What you are asked to do =>
Comb the records below for the string "opened" and copy each line where it turns up.

Content starts

Issue #8661, opened 2022-12-13
Boat#getStatus() throws NPE if called before the entity is ticked


Machine-Maker:
### Expected behavior

No error

### Observed/Actual behavior

throws an error

### Steps/models to reproduce

Spawn a boat entity and call getStatus (or just toString) on it right after.

Error is because the boat status on the nms entity isn't set until the first call of tick(). that doesn't happen until later.

### Plugin and Datapack List

none

### Paper version

1.19.3 323

### Other

Not sure what the best fix is. There is a getStatus() method that is called at the top of tick() to determine the status, but idk if it safe to call that before the entity is ticking. Could just pick a status to return as default if its null and document that.

Doc94:
i dont notice this when added the method... maybe can be force a status (with `HANDLE#getStatus` ) when the instance is created or this is the same issue?
the other thing can be add a `#hasStatus` and add docs for check this before to get the status? but this only happen in the first instance...

Warriorrrr:
Resolved by #9115

PR #9115, opened 2023-04-10
Fix NPE on Boat#getStatus

LemonCaramel:
Tested in the three situations

TestPlugin.java
```java
@Override
public void onEnable() {

    /*
     * Get status at the same time as entity spawn
     */
    this.getServer().getCommandMap().register("boat", new Command("boat") {
        @Override
        public boolean execute(@NotNull CommandSender sender, @NotNull String commandLabel, @NotNull String[] args) {
            if (sender instanceof Player player) {
                final var loc = player.getLocation();
                player.sendRawMessage( loc.getWorld().spawn(loc, Boat.class).getStatus().name() );
            }
            return false;
        }
    });
}

@EventHandler
void onEntityAddToWorld(final EntityAddToWorldEvent event) {
    if (event.getEntity() instanceof Boat boat) {
        this.logger.info("EntityAddToWorldEvent: " + boat.getStatus().name());
    }
}

/*
 * Ride on the boat and reconnect the server
 */
@EventHandler
void onEntityMount(final EntityMountEvent event) {
    if (event.getMount() instanceof Boat boat) {
        this.logger.info("EntityMountEvent: " + boat.getStatus().name());
    }
}
```

### DIFF
--- a/patches/api/0429-Fix-NPE-on-Boat-getStatus.patch
+++ b/patches/api/0429-Fix-NPE-on-Boat-getStatus.patch
@@ -1,0 +1,18 @@
+From 0000000000000000000000000000000000000000 Mon Sep 17 00:00:00 2001
+From: LemonCaramel <admin@caramel.moe>
+Date: Tue, 11 Apr 2023 04:04:41 +0900
+Subject: [PATCH] Fix NPE on Boat getStatus
+
+
+diff --git a/src/main/java/org/bukkit/entity/Boat.java b/src/main/java/org/bukkit/entity/Boat.java
+index f7548098bcdd033d9c530fdc584fc5538c635ca1..2ac685fb1817f3ce06ebe6391cc863712d68367c 100644
+--- a/src/main/java/org/bukkit/entity/Boat.java
++++ b/src/main/java/org/bukkit/entity/Boat.java
+@@ -169,6 +169,7 @@ public interface Boat extends Vehicle {
+      */
+     public enum Status {
+ 
++        NOT_IN_WORLD, // Paper
+         IN_WATER,
+         UNDER_WATER,
+         UNDER_FLOWING_WATER,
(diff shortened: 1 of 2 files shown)


Machine-Maker:
My only concern, which I mentioned in the issue I opened about this a while ago https://github.com/PaperMC/Paper/issues/8661, is that it's not immediately clear to me that it's safe to call getStatus when the boat hasn't been "in the world". It calls a lot of logic about the current position of the boat and world state which could totally not be written to work when the boat entity isn't in the world. 

An alternative solution would be to add a new "status" like "UNKNOWN" or "NOT_IN_WORLD" or something that it defaults to before it's been ticked. I am not advocating for either solution, it is just something that has to be considered (if you haven't already).

LemonCaramel:
I want to get the always correct status returned. so I want to avoid adding a new status.
_(I want to keep this way until find a fatal problem)_


I try several tests _(change the dimension, spawn very far away, and more...)_, i have not encountered any errors or incorrect results.
```java
final Boat boat = loc.getWorld().spawn(loc, Boat.class, ett -> {
    LOGGER.info("Before: " + ett.getStatus().name());
});

LOGGER.info("After: " + boat.getStatus().name());

Bukkit.getScheduler().runTaskLater(TestPlugin.this, () -> {
    LOGGER.info("after tick(): " + boat.getStatus().name());
}, 2L);
```
 Is there anything else I should test?

talwat:
I'm also experiencing this issue, so I'm glad there's a PR for it.

electronicboy (approved):

patches/server/0973-Fix-NPE-on-Boat-getStatus.patch
```diff
@@ -0,0 +1,32 @@
...
++        // Paper start
++        final var handle = this.getHandle();
++        if (handle.status == null) {
++            if (handle.valid && !handle.updatingSectionStatus) {
++                handle.status = handle.getStatus();
++            } else {
++                return Status.NOT_IN_WORLD;
++            }
++        }
++        if (true) return CraftBoat.boatStatusFromNms(handle.status);
```
Owen1212055: Is this if (True) needed here? As isn't this just doing the same thing?

LemonCaramel: > Is this if (True) needed here? As isn't this just doing the same thing?

I just didn't want to call getHandle twice.

Warriorrrr: getHandle is just a cast so avoiding calling it twice isn't too important

kennytv (approved):
Removed the setting of the status field

PR #9116, opened 2023-04-10
Handle location of player if was moved for not valid world

### LINKED ISSUE #9081: Add `PlayerSpawnInUnknownWorldEvent`

Yea, our players sometimes gets stuck in blocks (in main overworld at same position where they were in the other world) and then die due to suffocation :/

This happens only if the server was restarted and the other world's folder (created by plugin or vanilla nether/the end) was deleted.

Add `PlayerSpawnInUnknownWorldEvent` (or something with better name) that gets called if player joining the game and the server can't find the world this player was in before.

That event contains `#setSpawnLocation(Location)` and nullable `#getSpawnLocation()`. By default that `Location` is `null` to keep existing behavior. If no one plugin changed this `Location`, then this player will spawn in overworld at same position (current behavior), otherwise the server will use that `Location` to spawn this player at.

idk. I'm tried `PlayerSpawnLocationEvent` but it gets called with default world/overworld in this case, so plugins cannot determine exactly which world the player was in before.

### Other

_No response_

Doc94:
This clos e #9081 like the issue said when the world of spawn change because the world is unloaded or not exists keep the previous location causing issues when the player spawn, this PR modify two patchs related to handle the world spawn for add a conditional for call a method used to handle location for "new" players in world.

### DIFF
--- a/patches/server/0384-Move-player-to-spawn-point-if-spawn-in-unloaded-worl.patch
+++ b/patches/server/0384-Move-player-to-spawn-point-if-spawn-in-unloaded-worl.patch
@@ -6,8 +6,46 @@ Subject: [PATCH] Move player to spawn point if spawn in unloaded world
 The code following this has better support for null worlds to move
 them back to the world spawn.
 
+diff --git a/src/main/java/net/minecraft/server/players/PlayerList.java b/src/main/java/net/minecraft/server/players/PlayerList.java
+index a0832d8e8b9e91073c15e5a87953d6ccee544ae0..89dd1b7d3687df12d84b82666ac5c0201cb11ff8 100644
+--- a/src/main/java/net/minecraft/server/players/PlayerList.java
++++ b/src/main/java/net/minecraft/server/players/PlayerList.java
+@@ -202,13 +202,19 @@ public abstract class PlayerList {
+             s = bukkit.contains("lastKnownName", 8) ? bukkit.getString("lastKnownName") : s;
+         }
+         // CraftBukkit end
++        boolean needResetSpawnPos = false; // Paper
+ 
+         if (nbttagcompound != null) {
+             DataResult<ResourceKey<Level>> dataresult = DimensionType.parseLegacy(new Dynamic(NbtOps.INSTANCE, nbttagcompound.get("Dimension"))); // CraftBukkit - decompile error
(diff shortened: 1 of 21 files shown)


Doc94:
NOTE: I prefer only edit the patchs... but maybe is better merge the two patchs in one because the two are related to the spawn player. (but dont know how correctly make this and not destroy git in the process)

also... if can add the label for get a JAR for allow the user in the ticket test, i make basic test using vanilla worlds (me in the end, stop server, delete end and start server again)

Machine-Maker (changes requested):
This only handles when the dimension isn't parsed successfully from the playerdata. You need to add something where the server checks if a world exists with the parsed key. Where the logger warns about spawning in an unknown world

patches/server/0384-Move-player-to-spawn-point-if-spawn-in-unloaded-worl.patch
```diff
@@ -6,8 +6,46 @@ Subject: [PATCH] Move player to spawn point if spawn in unloaded world
...
+             Logger logger = PlayerList.LOGGER;
+ 
+             Objects.requireNonNull(logger);
+-            resourcekey = (ResourceKey) dataresult.resultOrPartial(logger::error).orElse(Level.OVERWORLD);
++            // Paper start - detect when cannot find the dimension
++            //resourcekey = (ResourceKey) dataresult.resultOrPartial(logger::error).orElse(Level.OVERWORLD);
++            Optional<ResourceKey<Level>> optionalResourceKey = dataresult.resultOrPartial(logger::error);
++            needResetSpawnPos = optionalResourceKey.isEmpty();
++            resourcekey = optionalResourceKey.orElse(Level.OVERWORLD);
++            // Paper stop
```
Warriorrrr, line 30:
```suggestion
+            // Paper end
```

Warriorrrr (commented):
needResetSpawnPos should also be set to true if the world isn't found like MM said. https://github.com/PaperMC/Paper/blob/73af2d4cea597e65dd13dafab6325ea5709c9067/patches/server/0435-Spawn-player-in-correct-world-on-login.patch also defaults the level key to overworld which will also need to be accounted for.

Machine-Maker:
Superseded by #9887

PR #9119, opened 2023-04-11
Remove javadoc that doesn't apply to Paper

Machine-Maker:
Paper has a patch that restores ExactChoice working for shapeless recipes.


kennytv (approved):

MiniDigger (approved):
maybe a link to the patch as reference? idk how we would have a link there tho, so maybe in your commit?
in any case, lgtm

Owen1212055:
Oops

PR #9124, opened 2023-04-11
Added wither vanilla invulnerability API

booky10:
This method is called in vanilla directly after spawning the wither.

I'm not sure about the wording of the javadoc.

### DIFF
--- a/patches/api/0300-Missing-Entity-Behavior-API.patch
+++ b/patches/api/0300-Missing-Entity-Behavior-API.patch
@@ -1111,10 +1111,30 @@ index 3794db8867b53f3b3735ad82fdd8765a26df2bfb..efaa45f41bc1dc8df6665c55b4e5ade3
       * Increases the anger level of this warden.
       *
 diff --git a/src/main/java/org/bukkit/entity/Wither.java b/src/main/java/org/bukkit/entity/Wither.java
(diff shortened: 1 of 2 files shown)


patches/api/0301-Missing-Entity-Behavior-API.patch
```diff
@@ -1147,6 +1148,14 @@ index b86f0196e6eb8070830f63a94f732522c2a6c2f1..a1b42ae35dda2da90ba00a2d6666514f
...
 +     */
 +    void setCanTravelThroughPortals(boolean value);
++
++    /**
++     * Makes the wither invulnerable for 11 seconds and
++     * sets the health to one third of the max health.
++     * <br>
++     * This is called in vanilla directly after spawning the wither.
++     */
++    void makeInvulnerable();
```
Machine-Maker: I'm not sure about the name of this method when it also changes the current health of the wither. I get that its called that in mojang mappings, but it doesn't seem descriptive enough.

olijeffers0n: I’m with Machine here, maybe something that links it to the game “event” like “enterInvunlerabilty“

booky10: Maybe call it `enterInvulnerabilityPhase`?

Owen1212055 (approved):

Owen1212055 (approved):

kennytv (approved):

PR #9981, opened 2023-11-28
Add MaterialTags for Armor Sets

thelooter:
Adds MaterialTags for the Following Sets

- Leather Armor
- Chainmail Armor
- Iron Armor
- Golden Armor
- Diamond Armor
- Netherite Armor


Machine-Maker:
I'm skeptical about adding more of these right now. I think we are planning on deprecating this whole API when upstream deprecates the Material enum.

They'll be replaced by a better system for adding custom tags. Of course if that happens in 2 years, its fine to add these now, but if its 1.21, then I'd rather not.

Owen1212055:
Yes, I prefer that we move more towards using future registry API to register custom tags instead of adding to this.

Thank you for your contribution, regardless. 😄

PR #9982, opened 2023-11-29
MergedProperties POC for sharing properties between projects

jpenilla:
This is an alternate way to share dependency versions between api & server to version catalogs (#9974), which have the problem where any catalog change that impacts the generated accessor ABI will cause the entire paperweight pipeline to run again (which makes it impractical for our use case)

If we decide to go forward with this, will need to merge https://github.com/PaperMC/paperweight/pull/226 and make a paperweight release first.

### DIFF
--- a/build.gradle.kts
+++ b/build.gradle.kts
@@ -5,7 +5,7 @@ plugins {
     java
     `maven-publish`
     id("com.github.johnrengelman.shadow") version "8.1.1" apply false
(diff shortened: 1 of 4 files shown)


MiniDigger:
I like this idea, pretty much version catalogs but without the codegen stuff, so all the same advantages but no real disadvantages (other than lost type safety which seems fine)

Content ends

Solution =>
Issue #8661, opened 2022-12-13
PR #9115, opened 2023-04-10
My only concern, which I mentioned in the issue I opened about this a while ago https://github.com/PaperMC/Paper/issues/8661, is that it's not immediately clear to me that it's safe to call getStatus when the boat hasn't been "in the world". It calls a lot of logic about the current position of the boat and world state which could totally not be written to work when the boat entity isn't in the world. 
PR #9116, opened 2023-04-10
PR #9119, opened 2023-04-11
PR #9124, opened 2023-04-11
PR #9981, opened 2023-11-28
PR #9982, opened 2023-11-29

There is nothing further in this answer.